# The Best Barrel Style Fog Chiller



## TheEighthPlague (Jun 4, 2009)

Step three: *Violent Sanding *– I am no sissy sander. If I want to take off some serious material, I head straight for the 4½” Chicago Electric angle grinder from Harbor Freight tools. With a flap disc attached I can get right to it. I wanted to quickly remove the excess goo and stickers that _adorned _the exterior of my barrel, and this tool setup helped me easily accomplish my goal. (A note on the angle grinder, I got it on sale back around 2002 for under 10 bucks and have literally *HUNDREDS *of hours on that little bad boy and it has never failed me. It is an indispensible, and indestructible tool.)





































still more to follow ...


----------



## TheEighthPlague (Jun 4, 2009)

Step four: *Priming *– I used this product from Rustoleum simply because that is what I had in my paint cupboard. One can gave the whole barrel (minus the bottom surface) a thin, but reasonable coat of beautiful red primer.

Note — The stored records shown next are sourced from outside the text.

PR #116, opened 2023-01-09
Feature/document source with kafka

BillFarber:
Just a draft to verify that I'm going in the right direction with this documentation.

### DIFF
--- a/CONTRIBUTING.md
+++ b/CONTRIBUTING.md
@@ -259,15 +259,21 @@ and
 
     bin/kafka-server-start.sh config/server.properties
 
-Next, start the Kafka connector in standalone mode (also from the Kafka home directory):
+Next, start the Kafka connector in standalone mode (also from the Kafka home directory). To run the sink connector, 
+use the following command:
 
     bin/connect-standalone.sh config/marklogic-connect-standalone.properties config/marklogic-sink.properties
 
-You'll see a fair amount of logging from Kafka itself; near the end of the logging, look for messages from
-`MarkLogicSinkTask` and MarkLogic Java Client classes such as `WriteBatcherImpl` to ensure that the connector has
-started up correctly.
+To run the source connector, the command is:
 
-To test out the connector, you can use the following command to enter a CLI that allows you to manually send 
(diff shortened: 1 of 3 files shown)


CONTRIBUTING.md
```diff
@@ -280,3 +286,15 @@ When a document is received and written by the connector, you'll see logging lik
...
+
+## Source Connector Testing
+To test out the source connector, you can insert documents into MarkLogic that generate Optic rows that match your query.
+Then, after the connector is running, monitor the target.
+
+    TODO - Show example Optic DSL plan
+
+When a document is received and written by the connector, you'll see logging like this:
+
+    TODO - Do we want a link to TDE & Optic?
```
rjrudin, line 298: I think we have plenty of links for those already in the README

rjrudin (commented):
Looks good so far!

CONTRIBUTING.md
```diff
@@ -280,3 +286,17 @@ When a document is received and written by the connector, you'll see logging lik
...
+
+## Source Connector Testing
+To test out the source connector, you can insert documents into MarkLogic that contain data that matches TDE templates
+to generate Optic rows that match your query. For example, if your TDE template defines an "Authors" view in the
+"Medical" schema, the source configuration file might have the following properties.
+
+    ml.source.optic.dsl=op.fromView("Medical", "Authors")
+    ml.source.topic=Authors
+
+Then, after the connector is running, monitor the "Authors" topic. When a document is retrieved from MarkLogic and
```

Step five: *Painting *– I used another Rustoleum product because it was left over from painting my chimney flashing. Thanks to my daughter for extra paint ‘slinging’.


----------



## TheEighthPlague (Jun 4, 2009)

Step six: *Build the Rack *– I built a rack that fits just inside my barrel and holds a laundry hamper that I bought from Big Lots! for just under 5 bucks. The rack is made from ¾” plywood (I think.) It was free plywood from the same source as the barrel. It was nice stuff, and my favorite flavor, *FREE*. 



















still more to come...


----------



## TheEighthPlague (Jun 4, 2009)

Step seven: * Punch the Holes *– I drilled a bunch of holes in the two pieces of wood that make up the rack in order to allow fog to flow freely from each side of the basket to the outlet at the base of the barrel. This turned out to be the most time-consuming, difficult, and costly part of the build. The electric drill I used to do most of the holes _expired_ from overuse and may get corpsed  for my haunt this year. The air drill that is pictured worked well, but my air compressor has to work *HARD *to supply it enough air so it kept tripping the breaker in my garage, I’ll just _HAVE _to get a bigger compressor, right? I also punched a few holes in the bottom of my ice hamper, just to let the water drip out and the fog to flow better as well.

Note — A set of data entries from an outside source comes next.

PR #119, opened 2023-01-11
DEVEXP-160: Document how DLQ support works in the connector

BillFarber:


README.md
```diff
@@ -84,6 +84,25 @@ two properties in the "Common" section
 copy of the `./config/marklogic-connect-standalone.properties` file. This file already has the two properties set to the
   correct values, so you should not need to do anything further with them.
 
+### Dead Letter Configuration
+
+The connector may also be configured to use a dead letter queue (DLQ) when the connector is unable to successfully
```
rjrudin, line 89: I think we want a different approach here - this is explaining how to setup DLQ, and we don't want to be in the business of explaining how to configure Kafka - the user is either assumed to know how to do that, or is expected to figure that out from Kafka/Confluent docs. At the most, providing the link to https://www.confluent.io/blog/kafka-connect-deep-dive-error-handling-dead-letter-queues/ is enough .

Instead, what we want to tell the user is that the sink connector will now (as of 1.8.0) make use of the DLQ if it's been configured. And we have two events to identify:

1. When an incoming Kafka record cannot be converted into a document to write to MarkLogic
2. When a batch of documents (converted from Kafka records) fails to be written to MarkLogic

For 1, we need to explain that only the one failed record will be sent to the DLQ.

For 2, we need to explain that the entire batch of records will be sent to the DLQ, as the connector is not aware of which document caused the failure.

rjrudin (changes requested):

README.md
rjrudin: We should also document the headers that we add to a record sent to the DLQ, that would be of interest to the user.

README.md
```diff
@@ -84,6 +84,21 @@ two properties in the "Common" section
 copy of the `./config/marklogic-connect-standalone.properties` file. This file already has the two properties set to the
   correct values, so you should not need to do anything further with them.
 
+### Dead Letter Configuration
+
+Starting with version 1.8.0, the sink connector makes use of the dead letter queue (DLQ) if the user has configured
+Kafka to use the DLQ. For information about configuring Kafka to use the DLQ, please refer to:
+
+    https://www.confluent.io/blog/kafka-connect-deep-dive-error-handling-dead-letter-queues/
```
rjrudin, line 92: Putting this in a code block makes it unclickable - see:

image

I recommend doing this instead (i.e. helpful text in brackets, followed by link in parens):

[Please see the Kafka documentation](https://www.confluent.io/blog/kafka-connect-deep-dive-error-handling-dead-letter-queues/) for more information on configuring the dead letter queue in Kafka.

README.md
```diff
@@ -84,6 +84,21 @@ two properties in the "Common" section
...
+
+When Kafka has been configured to use the DLQ, there are two events in the sink connector that will cause a record to be
+sent to the DLQ.
+- A conversion problem: If a specific record cannot be converted into the target format to be delivered to MarkLogic,
+then that record will be sent to the DLQ.
+- A write problem: If a batch of documents (converted Kafka records from the source topic) fails to be written to
+MarkLogic then each of the records in the batch will be sent to the DLQ. The entire batch must be sent to the DLQ since
+the connector is unable to determine the cause of the failure.
```
rjrudin, line 100: Is it not worth documenting the headers that are added? Those seem worth documenting to me, as it's our attempt to provide some assistance with trying to figure out why the record failed.

BillFarber: Sorry, forgot this one.

README.md
```diff
@@ -84,6 +84,27 @@ two properties in the "Common" section
...
+
+When Kafka has been configured to use the DLQ, there are two events in the sink connector that will cause a record to be
+sent to the DLQ.
+- "Record conversion" : If a specific record cannot be converted into the target format to be delivered to MarkLogic,
+then that record will be sent to the DLQ.
+- "Write Failure" : If a batch of documents (converted Kafka records from the source topic) fails to be written to
+MarkLogic then each of the records in the batch will be sent to the DLQ. The entire batch must be sent to the DLQ since
+the connector is unable to determine the cause of the failure.
+
+When a record is sent to the DLQ, the connector first adds headers to the record provide information about the cause of
```
rjrudin, line 101: provide -> providing

README.md
```diff
@@ -84,6 +84,27 @@ two properties in the "Common" section
...
+the failure in order to assist with troubleshooting and potential routing.
+- "marklogic-failure-type" : Either "Write Failure" or "Record conversion"
```
rjrudin, line 103: I think the code should be adjusted so that consistent capitalization is used here - I think "Record conversion" is better, so change the code and docs to "Write failure"

rjrudin (changes requested):

rjrudin (approved):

Step eight: *Line the Hamper *– I had some wire mesh that I ripped off the inside of our picket fence that a previous owner had installed, so I cut a couple of pieces, one to line the hamper’s sides, and a circle-ish piece for the bottom. This is mainly to keep smaller pieces of ice from falling out and therefore allowing fog to bypass the ice at the top of the hamper.










still more to follow ...


----------



## TheEighthPlague (Jun 4, 2009)

Step nine: * Cut the Hamper Rim *– I cut a ring out of plywood to force incoming fog to go into the top of the hamper rather than just flowing down along the outside of the hamper.










Thanks to my neighbor for hooking me up with a jigsaw blade. I was running out of daylight and this saved me a trip to the HomeDepot, where I probably would have spent a bunch of money, too. I used a scrap of plywood, a screw, a pencil and a little ingenuity to scribe a circle on the board which I (more or less) followed with the jigsaw. 

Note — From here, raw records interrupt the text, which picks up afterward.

PR #120, opened 2023-01-11
DEVEXP-161: Update connector manifest.json file

BillFarber:
DEVEXP-161: Update connector manifest.json file

### DIFF
--- a/manifest.json
+++ b/manifest.json
@@ -1,6 +1,7 @@
 {
   "component_types": [
-    "sink"
+    "sink",
+    "source"
   ],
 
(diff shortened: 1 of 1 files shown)


rjrudin (approved):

The jigsaw was a ValueVillage find for under 5 bucks and the pencil was free from the Puyallup Fair.


----------



## TheEighthPlague (Jun 4, 2009)

Step ten: *Cut the Outlet Hole and Install Outlet *– I decided use the “square” adaptor for the 4” French drain hose because it would be SO MUCH EASIER to cut the hole. 










I used my angle grinder again, this time with a cut-off wheel (Thanks Dell!) to cut the hole, this was easy, but painful. Don’t cut metal with shorts on, it is _just dumb_.  



















The adaptor and hose were all part of a Craigslist find from some guy out in Gig Harbor and were also my favorite flavor, _*FREE*_! I got about 150’ of it (wild guess) and I plan to actually use _*SOME *_of it for its intended purpose _someday_, one of my many HoneyDew projects. 

Step eleven: *First Test* – I only had one bag of ice and the sun was going down and I had tools strewn about the driveway like a tool factory had blown up. So I did a quick test that proved fog would at least flow through the monster and it made it all the way out to the end of an approximately 40’ long piece of perforated 4” black pipe, as well as seeping out the perforations!  A success, I would say. And that’s with a piddly 400W fogger.










Step next: *More to Do *– I still have _plenty _to do to this, as the intake is just a piece of Spa Tube that is crudely shoved in my bunghole and the fog machine was haphazardly balanced on some bubble wrap on the edge of the barrel. I need a piece of more flexible tubing. I had an extra ShopVac hose, but I have been unable to locate it in the _debris zone_ also known as my garage. I also plan to make some sort of rain guard for the fogger (this is WA, after all.) I also want to seal up the gap between the hamper and the wood ring, maybe with fiberglass, maybe with something else. The end of the outlet tube will also have to be plugged as it prevents the fog from really flowing well from the perforations in the tube. They make a piece for this, but I may just end up using a JIF lid or something similar. I will have to buy* about ten bags of ice *for this thing, I think, but I expect it to last all night (I hope) and if it works as expected, will chill my fog pretty well. I also *need *to get a better fogger. I have a couple of 1000W foggers, but they are both ground foggers, so they have that rectangular output rather than the round output. Has anybody tried to convert one of these? If so, PM me please.

I now open this up to questions, comments, and rude remarks.


----------



## Woodsy (Sep 20, 2013)

Did you ever finish ? How about a video ? Can you say BUNGHOLE without doing a Beevis and Butthead impression ?


----------



## daddywoofdawg (Aug 26, 2012)

If you use the tip of the driver against the tab of the bunghole cover and then tap the handle end of said driver with a hammer it will unscrew.
Do the Puyallup!


----------



## Abunai (Jan 28, 2008)

Quite the involved build.
I'm impressed.
I've tried a couple of different fog-chillers, but I've got an outdoor haunt in a high wind area.
It's not worth the effort.


----------